Multimodal Robot Control Interfaces

This video demonstrates a multimodal sensor interface that consists of a microphone (voice control), an Electromyogramic channel (muscle control), a 9-axis Inertial Measurement Unit (inertial control), and a Joystick (manual control). The sensor modalities are being used for reliable and assistive robot control via sensor fusion and replacement when other sensors fail. The apparatus is connected to a nano Windows 7 PC, and robot control is induced via Bluetooth connection.

Hand Gesture-Based Rover Control

Teleoperated reactive control is the implementation of a consistent mapping between directed sensor input commands (operator's wearable device) to control multiple outputs. The JPL's biosleeve was one of the main sensors used for the classification of finger and hand-based gestures, directed to control rovers on tracks. This involved an ensemble of Machine Learning classifiers, as well as a dimensionality reduction method (Sparse-PCA), which takes place in a pre-classification phase. The purpose of using Sparse-PCA is the need to reduce hardware resources (EMG channels) to the minimum possible, sustaining high classification accuracy for quality control.

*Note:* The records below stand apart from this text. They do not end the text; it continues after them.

PR #4596, opened 2025-11-24
node: Add manual governed tokens for Monad

djb15:


johnsaigle (approved):

mdulin2 (approved):
Seems like a reasonable starting point. Thanks for doing some research!

PR #4614, opened 2025-12-08
node(txverifier): skip logs with parsing errors instead of returning error

johnsaigle:
Modifies the design philosophy in the EVM Transfer Verifier with respect
to error-handling.

Previously, the code would return a "receipt error" when encountering an
EVM log that was not well-formed or else was extremely unusual. Instead,
that code now skips those logs and does not include them in the
invariant calculations.

Practically, this results in fewer cases where the watcher will give the
`CouldNotVerify` status to Message Publications that have unusual logs
in their receipts. This should limit the ability for a user to control the outcome of
querying the Transfer Verifier by passing in logs that are irrelevant
but malformed.

The logs that remain after this filtering will still be subject to the
invariant checks.

- Changes instances of log parsing to skip instead of return errors
- Adds more happy path unit tests to demonstrate that problematic logs
  are skipped
- Add additional comments and cleanup helper functions in unit tests

### DIFF
--- a/node/pkg/common/chainlock.go
+++ b/node/pkg/common/chainlock.go
@@ -131,7 +131,7 @@ const (
 	Valid
 	// Indicates that no verification is necessary.
 	NotApplicable
-	// The message could not complete the verification process. Indicates malformed input or network issues.
+	// The message could not complete the verification process.
 	CouldNotVerify
 )
 


node/pkg/txverifier/evm.go
```diff
@@ -527,6 +538,7 @@ func (tv *TransferVerifier[evmClient, connector]) parseReceipt(
 			transfers = append(transfers, transfer)
 
 		// Process LogMessagePublished events.
+		// Parsing errors that occur here should bubble up to the caller.
```
djb15: On this point, is it safer to do the same skipping action on the message published events? In the very unlikely event that the core bridge were exploited and upgrade authority seized from the Guardians, an attacker could insert a new event that fails some of the validation steps below.

They would then emit arbitrary transfer messages alongside this malformed event, also skipping the Transfer Verifier logic using the same approach. 

The counterargument would be that we might end up delaying legitimate transfers, but the logs **should** be of a consistent format guaranteed by the EVM and the smart contract

johnsaigle: IMO this is an argument for changing the `Notary` to delay messages that have `CouldNotVerify`, which is triggered by these errors.

If a single LogMessagePublished event log is broken in this way, I don't think it's a good idea to consider processing other logs from the same contract.

The threat model is different compared to what's patched here: users have a lot more control over Deposit/Transfer events based on their being derived from permissionless contracts. If the core bridge messages are malformed, even a single one, it seems like potentially an emergency situation (e.g. a hack as you indicated).

What do you think?

djb15: Yeah these are good points, I agree with that. If we only threw `CouldNotVerify` (or some equivalent) for invalid message publish events and then delayed all transfers from that transaction I think that makes sense given it should never be user controlled like you say. But I think you'd have to reorder the checks, specifically [this one](https://github.com/wormhole-foundation/wormhole/blob/82f8d98dca4916a716716c4189285b7b7497cc0b/node/pkg/txverifier/evm.go#L546-L550) should go first?

johnsaigle: I reordered the checks a little bit and added some comments. It's not that easy to do all the skip checks first, then all the parsing checks, but I did my best.

djb15: I think this is good now. I believe we will now skip events that aren't emitted by the core bridge and where the emitter (in the actual event) is not the token bridge. Any other errors in parsing will result in a receipt error which results in the transaction being delayed. This is fine as a parsing error from such events would indicate a core bridge or token bridge exploit

djb15 (approved):

node/pkg/txverifier/evm.go
johnsaigle: Yes that's my intention as well as my understanding of how the latest implementation operates.

djb15 (approved):

bemic (approved):

PR #4618, opened 2025-12-11
node(governor): Add defense in depth checks for computeValue

johnsaigle:
- Modify computeValue to validate its parameters. The callers are already safe in each instance, but this helps to facilitate unit tests and refactoring
- Add Price validation for mainnet tokens (must be non-nil and non-negative)
- Try to avoid unnecessary copies of tokens and chains in unit tests

### DIFF
--- a/node/pkg/governor/governor.go
+++ b/node/pkg/governor/governor.go
@@ -567,8 +567,8 @@ func (gov *ChainGovernor) processMsgForTime(msg *common.MessagePublication, now 
 		return false, err
 	}
 
-	// Compute the notional USD value of the transfers
-	value, err := computeValue(payload.Amount, token)
+	// Compute the notional USD value.
+	value, err := usdValue(payload.Amount, token)
 	if err != nil {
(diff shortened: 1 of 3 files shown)


node/pkg/governor/governor.go
```diff
@@ -989,14 +990,26 @@ func (gov *ChainGovernor) checkPendingForTime(now time.Time) ([]*common.MessageP
 }
 
 func computeValue(amount *big.Int, token *tokenEntry) (uint64, error) {
+
+	// Ensure that the input is valid:
+	// - Price must be non-nil and greater than 0.
```
bemic: "Price greater than 0" check is missing here?

bemic: Or the comment is redundant

johnsaigle: Thanks, should be fixed now!

djb15 (dismissed):

djb15 (approved):

PR #4628, opened 2025-12-22
node: Add support for delegated guardian sets

nvsriram:
This PR adds support for delegated guardian sets:
* `WormholeDelegatedGuardians` EVM smart contract configures delegated guardians per chain id 
* `delegated-guardians-config` admin command to update delegated guardian set
* Guardian node stores `DelegatedGuardianChainConfig` locally (updated every 15 seconds by watcher) and references that to handle messages (see below for more details) from delegated chains
* New gossip message type, `DelegateObservation`, and its signed p2p wrapper, `SignedDelegateObservation`, that is emitted by delegated guardians via `delegatedAttestationPubsubTopic`
* Tilt setup to work with arbitrary delegated guardian set preset configuration
* End-to-end Go tests designed to run on Tilt

---

### Glossary of Terms

* **(Un)delegated Chain**:  A chain is undelegated  if there is no `DelegatedGuardianSet` configured for it in the <code>WormholeDelegatedGuardians</code> EVM smart contract. Conversely, a chain is delegated if a  `DelegatedGuardianSet` is configured for it.
* **Delegated Guardian**:  A guardian is delegated for a chain if the chain is delegated and the guardian is part of the  `DelegatedGuardianSet`  for the chain.
* **Canonical Guardian**:  A guardian is canonical for a chain if the chain is delegated and the guardian is not part of the  `DelegatedGuardianSet` for the chain.

> [!NOTE]
> **Delegated Guardian** and **Canonical Guardian** are scoped terms; by default they mean the delegated/canonical guardian for the message’s <code>EmitterChain</code>.</details>

### Updated Message Flow

This flow is applicable for delayed messages and reobservations as well.
The message flow is unchanged for undelegated chains. The following flow describes the updated flow for delegated chains:

#### For Delegated Guardian

1. Guardian runs watcher for delegated chain and observes event — processor receives `MessagePublication` via `msgC`
2. Guardian runs the message through the Notary — `continue` if unsuccessful
3. Guardian converts `MessagePublication` into `DelegateObservation`, populates missing fields, marshals it, and sends it to `gossipDelegatedAttestationSendC` channel:
   - In p2p, guardian adds the `signedDelegateObservationPrefix`, signs, coverts it to a `SignedDelegateObservation` gossip message and publishes it to the `delegatedAttestationPubsubTopic`. 
4. Guardian runs the message through the Governor, and/or the Accountant and then broadcasts the observation
5. Guardian ignores incoming `SignedDelegateObservation` for this chain

#### For Canonical Guardian

1. Guardian ignores any `MessagePublication` from local watcher (if exists)
2. In p2p, guardian receives `SignedDelegateObservation` gossip messages from `delegatedAttestationSubscription`:
   - Guardian processes (verifies prefix, signature, timestamp, etc.) the `SignedDelegateObservation` and sends it to the `delegateObsvC` channel
   - In the processor, guardian unmarshals the `DelegateObservation` from its signed wrapper and verifies that the observation is from a delegated guardian for this chain.
4. Guardian stores current delegated guardian's `DelegateObservation` in local `delegateObservationMap`
5. If delegate threshold is reached, then guardian converts `DelegateObservation` into `MessagePublication` and runs it through main message processing loop.

### DIFF
--- a/node/pkg/watchers/aptos/watcher.go
+++ b/node/pkg/watchers/aptos/watcher.go
@@ -126,6 +126,19 @@ func (e *Watcher) Run(ctx context.Context) error {
 				panic("invalid chain ID")
 			}
 
+			// Aptos's TxID is a uint64. Historically, all TxIDs used a fixed 32-byte hash type.
+			// This parsing is leftover from that time period. It should be possible to refactor
+			// this code such that the TxID received from p2p is exactly 8 bytes, which would
+			// obviate the need for the below bounds check and parsing.
+			//
+			// SECURITY: This acts as a bounds check for the BigEndian.Unint64 call below.
+			const AptosTxIDExpectedLen = 32
+			if len(r.TxHash) < AptosTxIDExpectedLen {
+				logger.Error("invalid TxID: too short")
+				p2p.DefaultRegistry.AddErrorCount(e.chainID, 1)
+				continue
+			}
+
 			// uint64 will read the *first* 8 bytes, but the sequence is stored in the *last* 8.
 			nativeSeq := binary.BigEndian.Uint64(r.TxHash[24:])
 
@@ -295,6 +308,7 @@ func (e *Watcher) observeData(logger *zap.Logger, data gjson.Result, nativeSeq u
 	emitter := make([]byte, 8)
 	binary.BigEndian.PutUint64(emitter, em.Uint())
 
+	// SECURITY: vaa.Address is guaranteed to be 32 bytes so copy's slice into `a` is safe.
 	var a vaa.Address
 	copy(a[24:], emitter)
 


node/pkg/p2p/p2p.go
```diff
@@ -87,9 +87,12 @@ var heartbeatMessagePrefix = []byte("heartbeat|")
 
 var signedObservationRequestPrefix = []byte("signed_observation_request|")
 
+var signedDelegateObservationPrefix = []byte("signed_delegate_observation|")
```
evan-gray: see whitepapers/0009_guardian_signer.md - please pad this to 35 bytes, e.g.
```suggestion
var signedDelegateObservationPrefix = []byte("signed_delegate_observation_000000|")
```

node/pkg/processor/delegated_guardian_test.go
```diff
@@ -86,11 +86,100 @@ func getNextConfigIndex(t *testing.T) uint64 {
 	return configIndex.Uint64()
 }
 
-func publishMessageToEthereum(t *testing.T, nonce uint32, payload []byte, consistencyLevel uint8) string {
-	client, err := ethclient.Dial(ethDevnet2RPC)
+func connectToEthereumRPC(t *testing.T, useDevnet bool) *ethclient.Client {
+	rpc := ethDevnetRPC
```
johnsaigle, line 125: It looks like both values for this bool are being set to some kind of devnet. Could you rename the variable or add a comment explaining this?

node/pkg/processor/delegated_guardian_test.go
```diff
@@ -505,7 +606,54 @@ func TestDelegateChainUndelegated(t *testing.T) {
...
+			Keys: []eth_common.Address{
+				eth_common.HexToAddress("0x" + guardian1),
+				eth_common.HexToAddress("0x" + guardian2),
+			},
+		},
+	}
+
+	createAndSubmitDelegatedGuardiansConfig(t, rollbackConfig)
+	t.Log("Waiting for guardian to pick up configuration...")
+	time.Sleep(20 * time.Second)
```
johnsaigle: Could you look into `t.Parallel()` for this and related tests? My understanding is that Go runs all tests in sequentially so each of these Sleeps will add up to much longer test runs.

node/pkg/processor/delegated_guardian_config.go
```diff
@@ -27,6 +27,12 @@ var (
 	)
 )
 
+// Chains like Ethereum and Solana should not be delegated due to their governance implications
+var nonDelegableChains = map[vaa.ChainID]struct{}{
+	vaa.ChainIDEthereum: {},
+	vaa.ChainIDSolana:   {},
```
johnsaigle: Could you please add Wormchain as well? This runs the Accountant so all Guardians need it.

node/pkg/processor/delegated_guardian_test.go
nvsriram: Since these tests run on Tilt and share the same delegated guardians smart contract address and guardian setup, it cannot be run in parallel. Secondly, this file could be thought of as one big test that mimics common delegated guardian config update scenarios.

node/pkg/processor/delegated_guardian_config.go
nvsriram: Done!

node/pkg/processor/delegated_guardian_test.go
johnsaigle: Hmm OK I didn't understand that this was being included via go:build as an integration test. I don't think we've done testing like that before. Do you think you could add some documentation to the top of this file giving that context?

On the `delegated-guardian-setup.yaml` also, I think you should check with @evan-gray on how that's set-up. We have existing Docker images that have foundry and so on installed so it may be better to leverage those images rather than do an ad-hoc installation.

wormchain/contracts/tools/deploy_wormchain.ts
```diff
@@ -402,6 +402,21 @@ async function main() {
         address: "wormhole1g25zz7gyuyh6chuejc3ppfemgfla4xpsm69lzq",
         name: "guardianAccountant1",
       }),
+      client.core.msgCreateAllowlistEntryRequest({
```
johnsaigle, line 405: What are the reasons for the modifications to Wormchain?

sdk/vaa/structs.go
```diff
@@ -81,6 +81,12 @@ type (
 		TargetChain   ChainID
 	}
 
+	// DelegatedGuardianConfig contains the threshold and keys for delegated guardians on a specific chain
+	DelegatedGuardianConfig struct {
+		Threshold uint8
+		Keys      []common.Address
```
johnsaigle, line 87: I know we're a bit late in the cycle for this, but any thoughts on converting this to a set (`map` with empty structs), as you did for the non-delegable chains?

This would take care of the edge-cases about duplicate Keys that we raised elsewhere. Arguably it's not worth the effort at this point for an extreme edge-case, but thought I'd raise it.

node/pkg/processor/delegated_guardian_test.go
nvsriram: > Hmm OK I didn't understand that this was being included via go:build as an integration test. I don't think we've done testing like that before. Do you think you could add some documentation to the top of this file giving that context?

You're right, the delegated guardian config tests needed to exist in the layer between Go unit tests and TypeScript client tests. Hence, they act as integration tests that run on Tilt CI and are gated using go:build tags. I've now documented the context.

wormchain/contracts/tools/deploy_wormchain.ts
nvsriram: I believe this was because we needed 3 guardians to be configured for the delegated guardian config integration tests.

sdk/vaa/structs.go
nvsriram: I think initially the idea was to mimic the regular GuardianSet and have `KeyIndex` return the index (which could be used for verification). But considering we have not come across any use case for it and the main use just seems to be to check if exists, I think the change to a set makes sense.

However, considering this could require changes in multiple places and would need to ensure any deterministic key ordering expectations are maintained, I will add that as a TODO for now and if there are free cycles, then can add it to this PR.

node/pkg/processor/delegated_guardian_test.go
fergarrui: Re `delegated-guardian-setup.yaml`, foundry image was lacking some of the dependencies needed for the setup guardians script. Iirc that image was kind of like a busybox and couldn't install utilities such as `jq`, etc.
Not sure what the best way of doing it in this CI would it be.

Will add some additional context to the Go e2e test.

sdk/vaa/structs.go
nvsriram: In order to handle the duplicate Keys edge case, I've added an explicit check against duplicate keys and have created unit tests as well. 

In the future, if we see that there is no reason to maintain deterministic key ordering that mimics the smart contract, we can always just port to the set.

Tiltfile
```diff
@@ -396,6 +497,37 @@ if num_guardians >= 2 and ci == False:
         trigger_mode = trigger_mode,
     )
 
+# delegated guardian sets
+if require_per_guardian_config:
+    script_content = str(read_file("scripts/delegated-guardian-set-preset.sh"))
```
evan-gray: this seems pretty convoluted. instead of using a debian image, build a docker image with the correct tools and files included

devnet/delegated-guardian-setup.yaml
```diff
@@ -0,0 +1,96 @@
...
+            - -c
+            - |
+              set -e
+              
+              echo "Installing dependencies..."
+              apt-get update -qq
+              apt-get install -y -qq curl jq ca-certificates git bsdmainutils
+              
+              echo "Installing kubectl..."
+              curl -LO "https://dl.k8s.io/release/v1.28.0/bin/linux/amd64/kubectl"
```
evan-gray: this will waste time on every run installing these dependencies. This should instead build/use a docker image with them already installed and simply run the script.

ethereum/forge-scripts/DeployWormholeDelegatedGuardians.s.sol
```diff
@@ -0,0 +1,22 @@
...
+  }
+
+  function run(address wormholeCore) public returns (address deployedDelegatedGuardians) {
+    vm.startBroadcast();
+    deployedDelegatedGuardians = _deploy(wormholeCore);
+    vm.stopBroadcast();
+  }
+
+  function _deploy(address wormholeCore) internal returns (address deployedDelegatedGuardians) {
+    WormholeDelegatedGuardians delegated = new WormholeDelegatedGuardians(wormholeCore);
```
evan-gray: since this is immutable, I recommend doing this with create2 instead.

node/cmd/guardiand/node.go
```diff
@@ -2055,6 +2063,18 @@ func checkEvmArgs(logger *zap.Logger, rpcURL string, contractAddr string, chainI
 	return contractAddr
 }
 
+// checkDelegatedGuardiansContract returns the delegated guardians contract address for the given chain.
+// If we are in devnet mode and the contract address is not specified, it returns the deterministic one for tilt.
+func checkDelegatedGuardiansContract(rpcURL string, contractAddr string, chainID vaa.ChainID) string {
```
evan-gray: I would recommend against this approach.
1. this is only used for Ethereum, for which rpcURL is required
2. you could simply specify the contract in the devnet config instead.

sdk/devnet_consts.go
```diff
@@ -52,3 +52,8 @@ var KnownDevnetWrappedNativeAddresses = map[vaa.ChainID]string{
 var KnownDevnetCoreContracts = map[vaa.ChainID]string{
 	vaa.ChainIDEthereum: "0xC89Ce4735882C9F0f0FE26686c53074E09B0D550",
 }
+
+// KnownDevnetDelegatedGuardiansContracts is a map of known delegated guardians contract addresses used during development.
```
evan-gray: with my other recommendation of solely relying on the guardiand parameter, this is not needed.

node/cmd/guardiand/node.go
```diff
@@ -1273,14 +1275,20 @@ func runNode(cmd *cobra.Command, args []string) {
...
-			Contract:               *ethContract,
-			GuardianSetUpdateChain: true,
-			CcqBackfillCache:       *ccqBackfillCache,
-			TxVerifierEnabled:      slices.Contains(txVerifierChains, vaa.ChainIDEthereum),
+			NetworkID:                     "eth",
+			ChainID:                       vaa.ChainIDEthereum,
+			Rpc:                           *ethRPC,
+			Contract:                      *ethContract,
+			GuardianSetUpdateChain:        true,
+			DelegatedGuardiansContract:    dgContract,
```
evan-gray: can the existence of the non-nil `!= ""` string be used instead of having two parameters? this doesn't require the same logic as `GuardianSetUpdateChain` since every watcher watches the core contract which requires the separation of only one watcher streaming updates. Here, if the `DelegatedGuardiansContract` is specified, it's only purpose is to sync delegate set updates.

node/pkg/node/options.go
```diff
@@ -58,7 +59,7 @@ func GuardianOptionP2P(
 ) *GuardianOption {
 	return &GuardianOption{
 		name:         "p2p",
-		dependencies: []string{"accountant", "alternate-publisher", "gateway-relayer", "governor", "query"},
+		dependencies: []string{"accountant", "alternate-publisher", "gateway-relayer", "governor", "processor", "query"},
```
PR #4635, opened 2026-01-11
feat(node): Manager Service and Dogecoin signing

evan-gray:
This PR add a new service as described in whitepapers/0016_manager_service.md. This broadly achieves the following.
- uses a hardcoded 5-7 manager signer set index 0 for devnet
- uses hardcoded emitters to forward to the signer
- wires up a new "manager" service in the guardian
- that manager service subscribes to VAAs (either only those generated by this guardian or those from any guardian, if --subscribeToVAAs is enabled), parses them, and signs each input according to the spec
- it then gossips the signatures to other manager service enabled guardians
- it aggregates all of the signatures and makes them available at a new REST endpoint (currently it just stores them in an in-memory map, but one step at a time)

This PR adds two new guardian parameters:
- `--managerServiceEnabled` indicates that the manager service should be run and this guardian should subscribe to the manager gossip channel. This defaults to false.
- `--dogecoinManagerSignerUri` works identically to `guardianSignerUri`. Use like `file:///tmp/dogecoin.key`.

It also adds governance generation for `DelegatedManagerSetUpdate` to the guardian and CLI. Usage examples:
```bash
# Using component method (for secp256k1 multisig)
guardiand template delegated-manager-set-update \
  --manager-chain-id 65 \
  --manager-set-index 1 \
  --threshold 2 \
  --num-keys 3 \
  --public-keys "02...,03...,02..."
# Using raw manager set bytes
guardiand template delegated-manager-set-update \
  --manager-chain-id 65 \
  --manager-set-index 1 \
  --manager-set "010203..."
```

The generated prototxt can then be used with `guardiand admin governance-vaa-inject --socket /path/to/admin.sock governance.prototxt`.

Finally, it includes contracts to verify and store the `DelegatedManagerSetUpdate` governances. It has been deployed to Sepolia [here](https://sepolia.etherscan.io/address/0x086a699900262d829512299abe07648870000dd1#readContract).

I was able to test [this](https://doge-testnet-explorer.qed.me/tx/527e5225b9751111af110f21c104f7dbec1308629e937b43e2ca96e7323fa836) dogecoin testnet deposit, spin up tilt with `tilt up -- --num=7 --manager_service`, emit a VAA according to the spec and viola! 7 signatures which, along with the VAA, I can construct into a dogecoin transaction and unlock the funds like [this](https://doge-testnet-explorer.qed.me/tx/28d04cb6abc684f796a4c4abe8fc41d923349e083ae830a477bdebed1c77755a)!

Future steps:
- It should be considered if a guardian could configure multiple signing URIs because it is possible that a delegated manager set may transition key types and both keys would need to be supported for a period of time while integrators migrate, such as multisig switching to threshold. I expect this could be done by passing a comma separated list of URIs to the same argument, keeping it backwards compatible.

Reviewer notes:
- There are two different protobuf responses because I got the following error in CI
```
#15 0.946 proto/publicrpc/v1/publicrpc.proto:142:3:"publicrpc.v1.GetSignedManagerTransactionResponse" is used as the request or response type for multiple RPCs.
#15 0.946 proto/publicrpc/v1/publicrpc.proto:147:3:"publicrpc.v1.GetSignedManagerTransactionResponse" is used as the request or response type for multiple RPCs.
#15 0.946 proto/publicrpc/v1/publicrpc.proto:147:92:RPC response type "GetSignedManagerTransactionResponse" should be named "GetSignedManagerTransactionByHashResponse" or "PublicRPCServiceGetSignedManagerTransactionByHashResponse".
```
- Please carefully review the payloads, nosec comments, service start up, channel usage, signer usage, and public API.
- The scripts I used for testing are in #4645 
- If it's preferred, I am willing to split this PR into separate PRs per code area, but I felt it was easiest to have the full context of the required components.

### DIFF
--- a/sdk/vaa/payloads_test.go
+++ b/sdk/vaa/payloads_test.go
@@ -1053,11 +1053,11 @@ func TestDeserializeUTXOUnlockPayloadErrors(t *testing.T) {
 func TestDeserializeUTXOUnlockPayload_OversizedInputCount(t *testing.T) {
 	// Build a minimal valid header: prefix (4) + chain (2) + manager_set (4) + lenInput (4) + lenOutput (4)
 	buf := make([]byte, 18)
-	copy(buf[0:4], UTXOPayloadPrefix[:])                // prefix
-	binary.BigEndian.PutUint16(buf[4:6], uint16(65))    // destination chain
-	binary.BigEndian.PutUint32(buf[6:10], 1)            // manager set index
-	binary.BigEndian.PutUint32(buf[10:14], 0xFFFFFFFF)  // lenInput = max uint32
-	binary.BigEndian.PutUint32(buf[14:18], 0)           // lenOutput = 0
+	copy(buf[0:4], UTXOPayloadPrefix[:])               // prefix
+	binary.BigEndian.PutUint16(buf[4:6], uint16(65))   // destination chain
+	binary.BigEndian.PutUint32(buf[6:10], 1)           // manager set index
+	binary.BigEndian.PutUint32(buf[10:14], 0xFFFFFFFF) // lenInput = max uint32
+	binary.BigEndian.PutUint32(buf[14:18], 0)          // lenOutput = 0
 
 	_, err := DeserializeUTXOUnlockPayload(buf)
 	require.ErrorContains(t, err, "UTXO input count")


node/pkg/manager/manager.go
```diff
@@ -0,0 +1,688 @@
...
+	DestinationChain vaa.ChainID
+	// ManagerSetIndex is the delegated manager set index from the payload.
+	ManagerSetIndex uint32
+	// Required is the M value (number of signatures needed).
+	Required uint8
+	// Total is the N value (total number of possible signers).
+	Total uint8
+	// Signatures maps signer index to their signatures.
+	// Each entry contains the per-input signatures from that signer.
+	Signatures map[uint8][][]byte
```
kcsongor: we might want to think a bit more about this, since the signature-per-input stuff seems utxo specific. I guess for non-utxo use cases we can just treat the tx as having a single input, but I'm worried some other chain will come along that requires another schema. so maybe `Signatures` is just `[]bytes` with a chain-specific serialisation format?

node/pkg/manager/manager.go
```diff
@@ -0,0 +1,688 @@
...
+		}
+	}
+}
+
+// handleVAA processes an incoming signed VAA.
+func (c *ManagerService) handleVAA(v *vaa.VAA) {
+	// SECURITY: this channel should only be pushed to by a process that has verified the signatures on the VAA to belong to the current guardian set
+
+	// Check if this VAA is from a known manager emitter
+	if !c.isKnownEmitter(v.EmitterChain, v.EmitterAddress) {
```
kcsongor, line 208: IIUIC this is a "soft" registration check. what exactly is its purpose?

- there is no safety impact for doge, because the utxo redeem scripts commit to the emitter chain/address, so a spoofed transfer will simply attempt to spend a non-existent script hash
- for other chains that don't have such commitment mechanism, this check is not sufficient, because any known emitter could then control any managed address

so is this just a defensive sanity check? I think it will get in the way if we want to support dynamic chain topologies such as NTT deployments. In that case, we will likely need a way to recover the registration information on the fly

node/pkg/manager/manager.go
```diff
@@ -0,0 +1,688 @@
...
+	sig := &ManagerSignature{
+		VAAHash:          tx.VaaHash,
+		VAAID:            tx.VaaId,
+		DestinationChain: destChain,
+		ManagerSetIndex:  tx.ManagerSetIndex,
+		SignerIndex:      uint8(tx.SignerIndex), // #nosec G115 -- validated above: tx.SignerIndex < managerSet.N (uint8)
+		InputSignatures:  tx.Signatures,
+	}
+
+	c.storeSignature(sig)
```
kcsongor, line 349: we should probably do some validation here before accepting the signature

node/pkg/manager/manager.go
```diff
@@ -0,0 +1,688 @@
...
+
+	// VAA is from a known manager emitter, process it
+	c.logger.Info("received VAA from manager emitter",
+		zap.String("message_id", v.MessageID()),
+		zap.Stringer("emitter_chain", v.EmitterChain),
+		zap.Uint64("sequence", v.Sequence),
+	)
+
+	// Parse the UTXO unlock payload
+	payload, err := vaa.DeserializeUTXOUnlockPayload(v.Payload)
```
kcsongor, line 227: I think in order to generalise this module (so it works with non-utxo chains etc), we should only do partial parsing of the payload here. maybe we say every managed payload is 4 bytes prefix + destination chain id + delegated manager set index + payload? Then we just parse the known prefix here to route it to the correct place (so `signTransaction` actually does the chain-specific parsing on top of the chain-specific signature generation it already performs)

node/pkg/manager/manager.go
evan-gray: I'm on the fence here as, while I don't know all the future requirements, assuming they are arrays of signatures allows us to pack any chain specific information in bytes in already. This just simplifies the case when they are arrays of signatures and eases any case that necessitates one or more series of information.

node/pkg/manager/manager.go
evan-gray: Concur, there is no safety impact to the Dogecoin case given the emitter chain and address requirements in the redeem script. This was done as a defense-in-depth / DoS prevention to intentionally limit the scope of unknown emitters incidentally triggering the signing logic. In the future, this could be moved to a permissionless on-chain registration, but I figured that falls outside the scope of this already large feature and is not needed for initial production use cases.

I will add a note to that effect.

node/pkg/manager/manager.go
evan-gray: yes, for the MVP (in a future commit to this PR) I plan to go back and have the gossip message signed by the guardian key and have that be verified before pushing to this channel.

node/pkg/manager/manager.go
evan-gray: concur, if I get to it I will refactor here, otherwise we can definitely achieve that in a follow up PR.

evan-gray: left a comment for whoever implements the next chain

Multi-Robot Gesture Control Using BNF Grammars

Beyond single gesture classification for robot control, an alternative approach is the structuring of a gesture language that consists of hand signs composing gesture syntaxes. Such syntaxes of gestures (expressions) are primarily classified and then composed as sentences using a gesture grammar interpreter (BNFs scheme). Such gesture sequences are being used for commanding robot teams, from which, the human operator can select an individual robot, a team, or the whole group or robots. This method suggest an entirely new and innovative way of using syntaxes of gestures for robot control, and instigates a whole new field of "quite communication". Relevant application can be seen in people with disabilities as well as in the army.

EMG Prosthesis Robot Control

While reactive control of a small scale data or input variables is considered as a primitive method for driving or controlling robots, it is however a significantly practical way in prosthesis control. In this project, we have attempted to not only classify an enormous dataset, but also to test and reveal the importance of using powerful yet good classifier systems. A DARPA RIC Chicago dataset taken from amputees chest was used for controlling prosthetic robot manipulators. The dataset consists of 128 variables (mono-polar EMG sensors), 19 classes, and some ten thousands of instances per class. The purpose of carrying out this research is to aid the disabled such as amputees and paraplegics, so as allowing them to gain independency in their daily activities.

2D Terrain Classification

This video demonstrates a 2D terrain classification method based on a Radial Basis Function network and Region Locator Descriptors. Classification of images is induced using the down-looking camera of a UAV. Once a terrain is recognised the UAV is programmed to fly to the next terrain. Each terrain constitutes an aerial way-point where the UAV needs to traverse.

Aerial Image Stitching

This video demonstrates a path building method based on aerial image stitching. The path is built progressively on a mosaic using the down-looking camera of a UAV.

StereoVisual Odometry

This video demonstrates an odometry method based on stereo vision. The trajectory is built progressively on an x, y, and z frame of coordinates using a stereo camera mounted on a UAV.